2001.3.13号 07:00配信


再会

(紋別市社会福祉協議会:篠原辰二)


日本時間の21時50分、RA412便。僕等の乗ったその飛行機は無事にネパールの首都カトマンドゥにある、トリブヴァン国際空港に降りた。機内のアナウンスと共に、3時間15分ある日本との時差を巻き戻す。普段、時計などを身につけない僕は、昨日札幌市内で格安のアナログ時計を購入した。

これまで僕等が利用したRA(ロイヤルネパール航空)は、日本や中国で使用し、払い下げとなった機体を塗装しなおし使用していた。機体の内部はヒマラヤの山々が連なるペイントを施し、ネパールの雰囲気を漂わせていた。しかし、今となっては現役で使用されるギリギリのその機体は、リクライニング無し、テレビスクリーンも無し、しまいにはシート自体が機体本体とくっついていないものもあった。

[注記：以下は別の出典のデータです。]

PR #676, opened 2017-04-03
ENH : Time-Dependent Bloch-Redfield Solver

nonhermitian:
This is the Pull that will contain the time-dependent Bloch-Redfield solver.


nonhermitian:
It seems the checks are not passing for the openblas build due to an issue with SciPy scipy/scipy/#7295.

nonhermitian:
All of the individual terms in the dense version of the time-dependent BR solver are now tested and working.  Now I need to write the codegen module.  A sparse version is just a simple extension once the codegen is done.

しかし、古すぎたその機体は、日本からネパール間を飛ぶには古すぎ、2000年からオーストリアの航空会社に飛行機とパイロット、それに乗務員のレンタル契約を結び、新たな翼として活躍していた。ボーイング767、機体は言う事無しの立派なもの、スクリーンも付いている。もちろんリクライニングだって付いている。以前に乗った古い機体が懐かしい。今も尚、国内線で使用しているという、事故が起きなければいいが。関西空港から9時間30分。遥か6000Hの空の旅だった。

カトマンドゥは雨だった。
ネパールは11月から5月までの間、乾期のため雨はほとんど降らないはずだ。この時期の雨は珍しい。この日正午過ぎから降ったこの雨はカトマンドゥの街に潤いを与え、この街の名物であるスモッグと土埃を消し去っていた。空港の入国審査、毎回ここが一番緊張する。一対一で審査官と話をしなければいけない。以前にも記したが、僕等は英語恐怖症。英語がほとんどできない。僕は英語で話をしてくる審査官に対して、ネパール語で答える。ちょっと変な光景である。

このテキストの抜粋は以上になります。